ココロノうちでの 第1-25話 「彼のリクエスト」
ココロノうちでの まとめ
「ただいま帰りましたー」
カイが優衣の部屋を後にしたのは、お昼を回ってからだ。
いつごろ解散するかは事前に決めておらず、先生たちには念のため「自分の分の昼食は用意しなくていい」と伝えておいたのだが、結局、優衣に昼ご飯まで作ってもらってしまった。玲美がいるため次の日の朝までというわけにはいかず、和美も午後から部活があるらしいので、駅前で優衣に見送られて帰途へ着く。

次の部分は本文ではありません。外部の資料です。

PR #3353, opened 2026-07-19
fix(hack): declare the shared package targets and the root test target phony

lexfrei:
## What this PR does

`hack/package.mk` set `.PHONY` with `=` instead of `:`:

```make
.PHONY=help show diff apply delete update image
```

That assigns a variable which happens to be named `.PHONY`; it declares nothing. `make -p` prints it back among the variables (`.PHONY = help show diff apply delete update image`) rather than as a special target, so none of the targets `package.mk` defines was phony in any package that includes it.

Nothing in the tree collides with those names today, so this is preventive rather than a fix for present breakage. The failure it forecloses is quiet: with a directory named `image` beside a package Makefile, `make image` prints `make: 'image' is up to date.` and exits 0 without building. A file of that name is enough on its own where the rule has no prerequisites; where it has one, the recipe keeps running until that prerequisite is shadowed too.

The list changed as well. `suspend`, `resume`, `check` and `clean` are defined in this file and were missing, and `check` is the one that matters most, since it is the prerequisite that keeps `show`, `diff`, `apply` and `delete` rebuilding. `update` and `image` are gone, because `package.mk` does not define them; the including package Makefile does. Naming an undefined target in `.PHONY` creates it as an empty target, turning `No rule to make target` (exit 2) into `Nothing to be done` (exit 0) wherever the rule is missing. That reaches CI too: `hack/build-matrix.sh` parses the root Makefile `build:` target and runs `make -C <pkg> image` per unit, so a package arriving in that list without an `image:` rule would go from a red job to a green one that builds nothing.

`.DEFAULT_GOAL` on the line above keeps its `=`. That one is a real variable, so the assignment form is right there. A comment now says which of the two lines is which, since they read alike and one of them just changed shape.

`hack/package-mk-phony.bats` covers the declaration and is picked up automatically by the `hack/*.bats` glob in `bats-unit-tests`. Five of its six tests cover `package.mk`: that the declared names are really phony with a file of each name sitting beside the Makefile; a control that mutates a copy back to the assignment form and requires the probe to report up-to-date, so the first cannot pass vacuously; that the declared list and the defined targets are the same set, checked both directions; and two pinning the `update`/`image` exclusion, one requiring the loud failure to survive and one extending the list in a copy and requiring it to disappear. The loud-failure test pins both the exit status 2 and the diagnostic. A wrapper that kept make's wording while returning something else would pass a check on the message alone.

One point decides where the guarantee actually lives. The first test reads its names from the `.PHONY:` line, so it cannot see a name dropped from that line at all. The set-equality test is what guards every name's presence.

One known gap is left in place. The first test decides by matching make's `is up to date`, which make prints only for a target that has a recipe, and a recipe-less alias never draws it: with no prerequisite both forms print `Nothing to be done`, and with a prerequisite that is itself out of date, which every target in this file is for being phony, the working form prints that prerequisite's recipe while the broken form prints `Nothing to be done`. The probe separates neither pair, so such a name would pass the first test either way. Measured on both shapes, not assumed. Every target `package.mk` defines has a recipe, so nothing is uncovered today; the control test does not close the gap either, since an alias is a defined target and the control requires `is up to date` from it, which turns it red against the probe rather than against the alias. Worth closing if an alias is ever added.

One more for whoever edits the suite next: `hack/cozytest.sh` rewrites every bare `}` at column 0 into `return 0` followed by `}`. That is aimed at `@test` blocks, but it does not distinguish them from a plain shell function, so a helper factored out of these tests would silently become unable to return a non-zero status. Tests 1 and 2 repeat a loop rather than share one for reasons of their own, but this is the trap waiting for anyone who merges them.

Two properties of the suite are worth stating, because both are easy to get wrong in the other direction. The set-equality test extracts the defined targets with a pattern that accepts a rule naming several targets at once, so `suspend resume: check` keeps both names in the set; anchoring the colon to a single name drops every name on such a line, and for a target nothing else depends on that goes unnoticed. And the control test probes the targets `package.mk` defines rather than the names on its `.PHONY:` line, because `is up to date` is only a meaningful answer for a name that has a rule: a declared-but-undefined name prints `Nothing to be done` in both the working and the broken form, so probing it in the control fails against the probe, while the set-equality test holds the message that names the defect.

Last one, about how the tests find the repo. All six read it as `repo=$(pwd)`, which assumes the runner starts at the repo root. That holds for `make bats-unit-tests` and for the invocation the header documents, so nothing is broken, and the assumption is the ordinary shape in `hack/` rather than an outlier: about half the bats files there resolve repo-relative paths against the cwd the same way, several stating it in their own headers, and this is not even the only one spelling it with `$(pwd)`. What is worth naming is the failure mode: started elsewhere, these tests go red with `no '.PHONY:' declaration found in hack/package.mk`, which reads like a real finding rather than a wrong directory.

The root `Makefile` had the same defect, and there it had already fired. `test` was not on its `.PHONY:` line and a `test/` directory sits beside it, so `make test` printed `'test' is up to date` and exited 0 without running anything, while `docs/agents/overview.md` advertises that command as the way to run the full suite. CI never used it: the workflow calls `test-controllers` and drives e2e out of `packages/core/testing`, so the cost fell on anyone following the docs by hand. One name on the declaration closes it, and the suite gained a sixth test that goes red without it. Every other undeclared target in that file is unshadowed today, so none of them is reachable the way `test` was, and they are left alone here. #3709 covers the same class in the four `packages/core/` Makefiles, which include only `hack/common-envs.mk` and so are out of reach of this change entirely.

### Downstream repositories

`scripts/package.mk` in cozystack/external-apps-example was a byte-for-byte copy of `hack/package.mk` (identical sha256 before this change), carrying the same inert `.PHONY=` line. This PR splits the two files, and the copy was fixed separately. It landed the same nine names, and `update` and `image` are absent there for the reason they are absent here: `scripts/package.mk` does not define them either, and neither does any Makefile that includes it. What separates the two files now is the two-line comment added here, and nothing else.

- [x] [cozystack/external-apps-example](https://github.com/cozystack/external-apps-example) - follow-up: https://github.com/cozystack/external-apps-example/pull/4

### Release note

```release-note
NONE
```

## Summary by CodeRabbit

* **Bug Fixes**
  * Fixed task declaration handling so supported commands are correctly recognized and executed.
  * Updated available commands by replacing `update` and `image` with `suspend`, `resume`, `check`, and `clean`.
* **Tests**
  * Added coverage to verify command declarations, prevent regressions, and ensure invalid or missing commands report errors correctly.

### DIFF
--- a/hack/package-mk-phony.bats
+++ b/hack/package-mk-phony.bats
@@ -1,0 +1,330 @@
+#!/usr/bin/env bats
+# -----------------------------------------------------------------------------
+# Unit tests for the .PHONY declarations this tree depends on: the one in
+# hack/package.mk, which most package Makefiles under packages/ include, and the
+# root Makefile's, where one target is already shadowed by a real path.
+#
+# `.PHONY=a b c` assigns a variable; `.PHONY: a b c` declares targets. Only the
+# second does anything, and make reports neither. The declaration lists the nine
+# targets package.mk defines and stops there.
+#
+# `update` and `image` are deliberately absent: package.mk does not define them,
+# the including package Makefile does, and naming an undefined target in .PHONY
+# creates it as an empty target. That turns "No rule to make target" (exit 2)
+# into "Nothing to be done" (exit 0) wherever the rule is missing, including the
+# CI build matrix, which is parsed from the root Makefile `build:` target and
+# runs `make -C <pkg> image` per unit. The last two tests pin the exclusion.
+#
+# The first test and the control below deliberately read different lists — the
+# first the names on the `.PHONY:` line, the control the targets the file
+# defines — and merging them back into one is the tidy-up to resist. Which list
+# each takes is argued where it is taken.
+#
+# The first test is narrower than its name suggests, in two ways. It probes the
+# names on the `.PHONY:` line, so it cannot see a name dropped from that line;
+# the set-equality test is what guards every name's presence. And it decides by
+# matching make's "is up to date", which make prints only for a target that has
+# a recipe. A recipe-less alias never draws it: with no prerequisite both forms
+# print "Nothing to be done", and with a prerequisite that is itself out of
+# date, which every target here is for being phony, the working form prints that
+# prerequisite's recipe while the broken form prints "Nothing to be done". The
+# probe separates neither pair, so it would pass on such a name either way.
+# Every target package.mk defines has a recipe, so nothing is uncovered today.
+# The control test below does not close the gap either: an alias is a defined
+# target, so the control probes it and requires "is up to date" from it, which
+# turns the control red against the probe rather than against the alias.
+# Adding one means revisiting both.
+#
+# The decoy files all carry one fixed timestamp, and that is load-bearing rather
+# than tidy. Six of the nine targets take `check` as a prerequisite, and `apply`
+# and `delete` reach it through `suspend` as well. Touch the decoys in list order
+# and `check` lands newer than the targets that depend on it, so make rebuilds
+# them for that reason alone and prints a recipe whatever `.PHONY` says. The
+# probe then reports success against the broken form. Equal mtimes remove the
+# question: nothing is ever newer than its own prerequisite, in any list order,
+# so the recipe running means phony and nothing else. Measured on GNU Make 4.3,
+# which is what CI runs, list order hid the bug for up to six of the nine, and
+# which six moved with where the clock tick fell. On 3.81 the whole loop landed
+# inside one timestamp and hid nothing, so a local run could not see it.
+#
+# Constraints on anyone editing this file: every make invocation is pinned to
+# LC_ALL=C, because the assertions match English make wording; cozytest.sh
+# recognizes only @test blocks and a bare `}` at column 0, and injects `set -e`,
+# so exit statuses are captured explicitly rather than tested inline.
+#
+# Run with: hack/cozytest.sh hack/package-mk-phony.bats
+# -----------------------------------------------------------------------------
+
+@test "every target hack/package.mk declares phony still runs when a file of that name exists" {
+    repo=$(pwd)
+    targets=$(sed -n 's/^\.PHONY:[[:space:]]*//p' "$repo/hack/package.mk")
+
+    # Without this guard the loop below is a vacuous pass against `.PHONY=`,
+    # which the sed no longer matches.
+    if [ -z "$targets" ]; then
+        echo "no '.PHONY:' declaration found in hack/package.mk" >&2
+        exit 1
+    fi
+
+    tmp=$(mktemp -d)
+    printf 'include %s/hack/package.mk\n' "$repo" > "$tmp/Makefile"
+
+    # One fixed timestamp for every decoy, so no target is ever newer than a
+    # target it depends on. See the header: list order silently disarms this
+    # probe for the targets that hang off `check`.
+    for t in $targets; do
+        touch -t 200101010000 "$tmp/$t"
+    done
+
+    for t in $targets; do
+        # cozytest.sh runs with `set -e`, so capture the exit status explicitly
+        # rather than letting a failing make abort before the diagnostics below.
+        rc=0
+        out=$(LC_ALL=C make --dry-run --directory "$tmp" "$t" 2>&1) || rc=$?
+        if [ "$rc" -ne 0 ]; then
+            echo "make $t exited $rc under --dry-run:" >&2
+            echo "$out" >&2
+            rm -rf "$tmp"
+            exit 1
+        fi
+        case "$out" in
+            *"is up to date"*)
+                echo "make $t no-oped with a file named $t present:" >&2
+                echo "$out" >&2
+                echo "hack/package.mk does not actually declare $t phony" >&2
+                rm -rf "$tmp"
+                exit 1
+                ;;
+        esac
+    done
+
+    rm -rf "$tmp"
+}
+
+@test "the probe reports up-to-date when .PHONY is written as an assignment" {
+    # Negative control: proves the probe can see a file-backed target at all.
+    # The list is the targets package.mk defines, not the names on its `.PHONY:`
+    # line, because "is up to date" is only a meaningful answer for a name that
+    # has a rule. A declared name the file does not define prints "Nothing to be
+    # done" in both forms, so probing it here fails against the probe instead of
+    # against the defect; the set-equality test is what catches that name, and
+    # it carries the message that says so. The list is read from the original
+    # file: the copy is the mutated one.
+    repo=$(pwd)
+    targets=$(grep -E '^[A-Za-z0-9][A-Za-z0-9_-]*([[:space:]]+[A-Za-z0-9][A-Za-z0-9_-]*)*:' \
+        "$repo/hack/package.mk" \
+        | grep -vE '^[^:]*:+=' | sed 's/:.*//' \
+        | tr ' ' '\n' | grep -v '^$' | sort -u)
+    if [ -z "$targets" ]; then
+        echo "no targets extracted from hack/package.mk — extraction broke" >&2
+        exit 1
+    fi
+
+    tmp=$(mktemp -d)
+
+    sed 's/^\.PHONY:/.PHONY=/' "$repo/hack/package.mk" > "$tmp/package.mk"
+    if ! grep -q '^\.PHONY=' "$tmp/package.mk"; then
+        echo "mutation to the assignment form did not apply to the copy" >&2
+        rm -rf "$tmp"
+        exit 1
+    fi
+
+    printf 'include %s/package.mk\n' "$tmp" > "$tmp/Makefile"
+
+    # Same fixed timestamp as the first test, for the same reason.
+    for t in $targets; do
+        touch -t 200101010000 "$tmp/$t"
+    done
+
+    for t in $targets; do
+        rc=0
+        out=$(LC_ALL=C make --dry-run --directory "$tmp" "$t" 2>&1) || rc=$?
+        if [ "$rc" -ne 0 ]; then
+            echo "make $t exited $rc under --dry-run:" >&2
+            echo "$out" >&2
+            rm -rf "$tmp"
+            exit 1
+        fi
+        case "$out" in
+            *"is up to date"*) ;;
+            *)
+                echo "probe failed to detect a file-backed $t:" >&2
+                echo "$out" >&2
+                rm -rf "$tmp"
+                exit 1
+                ;;
+        esac
+    done
+
+    rm -rf "$tmp"
+}
+
+@test "the .PHONY list and the targets package.mk defines are the same set" {
+    # The first test only probes names already on the list, so this is the sole
+    # guard on a name being dropped from it. The reverse direction catches a
+    # declared-but-undefined name, which make turns into an empty target.
+    # `%-update` is out of reach for both: .PHONY matches literally.
+    repo=$(pwd)
+    # Flattened because the `case` tests match on " name " and an embedded
+    # newline makes a name fail that check and get reported wrongly.
+    declared=$(sed -n 's/^\.PHONY:[[:space:]]*//p' "$repo/hack/package.mk" \
+        | tr '\n' ' ')
+    # A target name outside this pattern — leading underscore, dot, slash — is
+    # legal in make and skipped here in silence, so keep new names inside it.
+    # One rule may name several targets, so the pattern accepts a run of them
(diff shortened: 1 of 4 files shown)


hack/package.mk
```diff
@@ -1,5 +1,5 @@
 .DEFAULT_GOAL=help
-.PHONY=help show diff apply delete update image
+.PHONY: help show diff apply delete update image
```
myasnikovdaniil: Both problems land on this one line, so here is the combined fix as a suggestion.

Drops `update` and `image` (not defined by `package.mk`, so declaring them phony makes `make image` exit 0 in 125 packages and `make update` in 76), and adds `suspend resume check clean` — of which `check` and `clean` were the genuinely vulnerable ones, while `show/diff/apply/delete/suspend/resume` were already immune via their `check` prerequisite.

```suggestion
.PHONY: help show diff apply delete suspend resume check clean
```

Verified after this change: `image`/`update` keep exiting 2; `help`, bare `make` and `test` unaffected; packages that do define `image` still build; and a decoy `show` file no longer suppresses the recipe.

myasnikovdaniil (changes requested):
NOT LGTM — the `=` → `:` diagnosis is exactly right, but the target list it declares is wrong at both ends: it adds two targets `package.mk` does not define, and omits the two that were actually vulnerable. One line fixes both.

**Business context**: `hack/package.mk:2` reads `.PHONY=help show diff apply delete update image` — a variable assignment rather than a declaration — so no target in any package is phony today.

To set expectations on severity up front: this is developer tooling, not a production path. Nothing here breaks a cluster or a release. But since the line is being corrected anyway, it is worth landing the correct list rather than trading one slightly-wrong list for a differently-slightly-wrong one — which is what the current diff does.

## Problem 1: `update` and `image` are not defined by `package.mk`, so declaring them phony makes them silently succeed

`hack/package.mk` defines `help show apply diff suspend resume delete check clean %-update`. It does **not** define `update` or `image`. Naming a target in `.PHONY:` creates it as an explicit empty target, so make reports success for work that never ran.

**Evidence** — measured on `packages/apps/qdrant`, which defines neither:

```
main:        make -n image  -> "No rule to make target 'image'.  Stop."   exit 2
             make -n update -> "No rule to make target 'update'. Stop."   exit 2

this PR:     make -n image  -> "Nothing to be done for 'image'."          exit 0
             make -n update -> "Nothing to be done for 'update'."         exit 0
             make image (real invocation, not -n)                          exit 0
```

Scope, counted across the 155 Makefiles that include `hack/package.mk`:

| | count |
|---|---|
| lack an `image` target → `make image` flips 2 → 0 | **125** |
| lack an `update` target → `make update` flips 2 → 0 | **76** |
| lack both | **60** |

Mostly the `*-rd` resource-definition packages plus pure-chart apps (`apps/bucket`, `apps/kafka`, `apps/qdrant`, `apps/tenant`, `extra/etcd`, `extra/seaweedfs`, `system/keycloak`, `library/cozy-lib`).

Worth noting this is the same failure shape the PR description cites as its own motivation — a target reporting up-to-date without an error — just arrived at from the other direction.

**On CI**: no live exposure today, and I checked rather than assumed. The only variable-package `make image` is `.github/workflows/pull-requests.yaml:188`, whose matrix comes from `hack/build-matrix.sh` parsing the root `Makefile`'s `build:` target; all 27 matrix units plus `core/talos` and `core/installer` define `image` (`make -n image` exit 0 for all 29). `make update-all` at `tags.yaml:615` runs in the website checkout. `hack/helm-unit-tests.sh:22` gates on `test`, which is not in this list.

One thing that is worth flagging explicitly, though: **this PR's green CI is not evidence of safety.** `hack/package.mk` is in `build-matrix.sh:25`'s `full_rebuild_pattern`, so this PR ran the full matrix and every Build job passed — but that only exercised the 29 packages that *do* define `image`. The latent trap is that if a package is later added to root `build:` without an `image` target, CI currently fails loudly; after this change the Build job goes green, uploads an empty patch fragment, and `finalize` bundles an unpatched digest.

## Problem 2: the list omits the only targets that were actually vulnerable

I probed each target by planting a decoy file of the same name in a package directory and checking whether make no-op'd:

```
help   -> VULNERABLE (no-op'd)      show    -> immune (recipe ran)
check  -> VULNERABLE (no-op'd)      diff    -> immune (recipe ran)
clean  -> VULNERABLE (no-op'd)      apply   -> immune (recipe ran)
                                    delete  -> immune (recipe ran)
                                    suspend -> immune (recipe ran)
                                    resume  -> immune (recipe ran)
```

`show`, `diff`, `apply`, `delete`, `suspend` and `resume` are **already immune** — they all depend on `check` (`hack/package.mk:7,10,13,16,19,22`), which never exists as a file and therefore always reruns, forcing its dependents.

So of the eight targets in the current list: six are no-ops, one (`help`) is real protection, two (`update`, `image`) cause problem 1 — while `check` and `clean`, both genuinely vulnerable, are absent.

For completeness on how live the original bug is: I checked all 155 package directories for a file or directory named `help|show|diff|apply|delete|update|image` and found **zero** collisions. The convention is `images/` — plural, a directory. So the bug being fixed is real in principle but not currently reachable, which is another reason to prefer getting the list right over landing it quickly.

## Suggested fix

```make
.PHONY: help show diff apply delete suspend resume check clean
```

Verified: `image` and `update` keep exiting 2; `help`, bare `make`, and `test` are unaffected; packages that *do* define `image` still build (`mariadb`, `dashboard` dry-run exit 0); and with a decoy `show` file the recipe still runs, so phony-ness is genuinely in effect.

Alternatives I considered and rejected:

- **Leave `update`/`image` to per-package declaration.** Regression-free, but leaves `check`/`clean` unprotected, and only 3 of 30 image-defining and 5 of 79 update-defining packages currently declare their own — so 27 and 74 would stay undeclared.
- **A conditional such as `$(if $(filter image,$(MAKECMDGOALS)),…)`.** Makes phony-ness depend on goal ordering; too clever for a hygiene fix.
- **A shared fallback like `image update: ; @exit 1`.** Not viable — packages defining their own `image` would then emit exactly the "overriding recipe" warnings that #3352 is removing.

## On the existing suggestion in the thread

The inline suggestion of `.PHONY: help show diff apply delete update image suspend resume check clean` is half right: adding `suspend resume check clean` is correct, but keeping `update image` preserves problem 1. Worth not applying as written.

## Unrelated nit

Line 1's `.DEFAULT_GOAL=help` is *correctly* `=` — it is a genuine variable. A one-line comment saying so would stop someone "fixing" it to `:` later by analogy with this change.

hack/package.mk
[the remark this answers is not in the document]
lexfrei: Adding `suspend resume check clean` is right and it's in the final list. I dropped `update` and `image`, though — the file defines neither (only the `%-update` pattern rule), so declaring them phony makes `make image`/`make update` report success without running anything in packages that lack those recipes. Final line: `.PHONY: help show diff apply delete suspend resume check clean`.

lexfrei: Applied as suggested — this is the line I pushed. Verified `image`/`update` exit 2 again, `help`/bare `make`/`test` unaffected, and a same-named decoy file no longer suppresses the recipe.

lexfrei:
@myasnikovdaniil Agreed on both counts — pushed the corrected list:

`.PHONY: help show diff apply delete suspend resume check clean`

That's exactly the concrete targets the file defines. `update` and `image` are gone (neither is defined here — only the `%-update` pattern rule), and `check`/`clean` are added. After the change: `make image` and `make update` are back to exiting 2 in packages without those recipes, `help`/`show`/bare `make` are unaffected, and a package that defines its own `image` still builds.

Left line 1's `.DEFAULT_GOAL=help` as-is since `=` is correct there — happy to add the clarifying comment in this PR if you'd like it.

lexfrei:
@myasnikovdaniil The fixed list landed on the branch in `fc1b1ea`, nothing has changed since. I compared the two sets mechanically rather than by eye: the file defines nine targets, `.PHONY` lists the same nine, and there is no `include` that could add more.

`%-update` can't be added at all. `.PHONY` matches names literally, so `.PHONY: %-update` declares a file called that and leaves the pattern rule non-phony. Tried it with a decoy file, make still said up to date.

hack/package-mk-phony.bats
```diff
@@ -0,0 +1,239 @@
...
+        rc=0
+        out=$(LC_ALL=C make --directory "$tmp" "$t" 2>&1) || rc=$?
+        if [ "$rc" -eq 0 ]; then
+            echo "expected 'make $t' to fail in a package that defines no $t rule," >&2
+            echo "but it exited 0 — is $t named in the .PHONY list?" >&2
+            echo "$out" >&2
+            rm -rf "$tmp"
+            exit 1
+        fi
+        case "$out" in
```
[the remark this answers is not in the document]
lexfrei: Done. The check below it pins make's wording, not its exit code. I put a shim around make that keeps the message and returns 1: the old form stays green there, `-ne 2` goes red.

lexfrei:
@myasnikovdaniil The list is unchanged since July, still `.PHONY: help show diff apply delete suspend resume check clean`.

Added the `.DEFAULT_GOAL` comment you asked for in e97416a45. The undeclared-target test pins exit 2 now instead of any nonzero status, that one is c31474a2c.

Re-ran your collision scan on the current tree: 159 package Makefiles include it now, still zero files or directories named after any of the nine targets.

hack/package.mk
lexfrei: The branch has carried your line since 21 July: `.PHONY: help show diff apply delete suspend resume check clean`, and the comment above `.DEFAULT_GOAL` now says which of the two lines is a variable, so nobody converts it by analogy later. Re-measured on the current head: 159 package Makefiles include the file, none of their directories holds a path named after any of the nine targets, and `make update` / `make image` exit 2 again wherever the rule is missing. `hack/package-mk-phony.bats` pins that last one on both the exit status and make's wording, with a control that adds the two names back to a copy and requires the failure to disappear, so the exclusion cannot be undone quietly.

myasnikovdaniil (approved):
All three findings from my 2026-07-20 review are closed, and the suggested `.PHONY:` line landed verbatim at `hack/package.mk:4`.

I checked the two load-bearing claims on a scratch makefile rather than reasoning about them, because make's behaviour here is easy to describe wrong from memory. With a decoy file named `hello` beside it, `.PHONY=hello` prints `'hello' is up to date` and the recipe never runs, `.PHONY: hello` runs it. And a name declared phony with no rule anywhere gives `Nothing to be done for 'image'` with exit 0, which is the silent success you were avoiding. `image:` is undefined in 130 of 159 package makefiles and `update:` in 79, so the exclusion is load-bearing and `hack/package-mk-phony.bats:198-233` pins it from both directions with an explicit rc check rather than "nonzero".

Red phase strikes. Reverting to `.PHONY=`, dropping `clean`, dropping `check`, re-adding `update image`, and dropping `test` from the root `.PHONY` each turn exactly one test red with the right message.

Four things worth a look, none blocking.

The body says this file is the only one using the `repo=$(pwd)` spelling and that 14 of 58 files in `hack/` derive the root from `BATS_TEST_FILENAME`. At head it is 24 of 61, and `hack/overlay-main-images_test.bats:16` already uses `root=$(pwd)`. More useful, the tree's idiom is `${BATS_TEST_FILENAME:-$0}` and `hack/bats-no-exit-trap.bats:89-94` documents why the fallback exists, so the `set -u` hazard that would justify avoiding it is already solved. Run the suite from anywhere but the repo root today and test 1 fails with `no '.PHONY:' declaration found in hack/package.mk`, which reads as a regression in `package.mk` rather than a wrong cwd.

The `update`/`image` exclusion is explained where nobody will read it. `hack/package.mk:1-2` covers `=` versus `:` and says nothing about why line 4 stops where it does, so someone re-adding `image` hits test 2's `probe failed to detect a file-backed update` before test 3's accurate message. A clause at the site being edited would fix the ordering.

The extractor blind spot at `hack/package-mk-phony.bats:159` is narrower than its comment implies. A name outside the character class is only shadowable if it also has no `check` prerequisite, since `check` carries the always-rebuild. `_render: check` plus a recipe leaves all 6 green and is not actually a hole. `_render:` with no prerequisites is.

And `MAKEFLAGS=-B` turns test 2 red on healthy code, because `--always-make` means nothing can report "is up to date". `make -B unit-tests` is not a normal invocation so I would not hold anything for it, `MAKEFLAGS=` on the probes would close it.

One process note: the file sorts at 69 of 116 in bats discovery and `hack/ghcr-mirror_test.bats` at 45 fails locally, so a full local `make unit-tests` never reaches this file. I ran it standalone. CI is the authority there and it is green.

比良坂家の前で姉妹と別れ、自宅に着いたカイは、母屋の玄関から入って居間へ向かった。先生たちに帰宅の報告をしなければならない。
が、居間には誰の姿もなかった。それどころか、家中から人の気配がしない。カギはかかっていたから、四人とも外出中なのだろうか。
ついでに気になるのが、微かに鼻孔へ届くこの匂いだ。
台所に目をやると、放置されたいくつかのゴミ袋の中に、大量の空き缶や空きビンが詰まっている。風通しのいいこの部屋に酒気が残るなんて、いったいどれほど飲んだのか気にはなるが、おかげで、こちらの匂いには気付かれなさそうだ。バレるほど飲んだつもりはないけれど、用心するに超したことはない。
しばらく待ってみても誰かが来る気配はなく、各人の部屋を探して回るほどでもないので、カイは離れへ足を向ける。やはり玲美がいる手前、そこまで夜更かしはしていないが眠気は残っており、あくびをしつつ戸を開けると、
「うっ」
思わず、声を上げてしまった。
離れには先客がいたのだ。座卓の両脇には座椅子があり、その内の一つにユウが座っている。メガネはかけたままだが、どうやら眠っているらしい。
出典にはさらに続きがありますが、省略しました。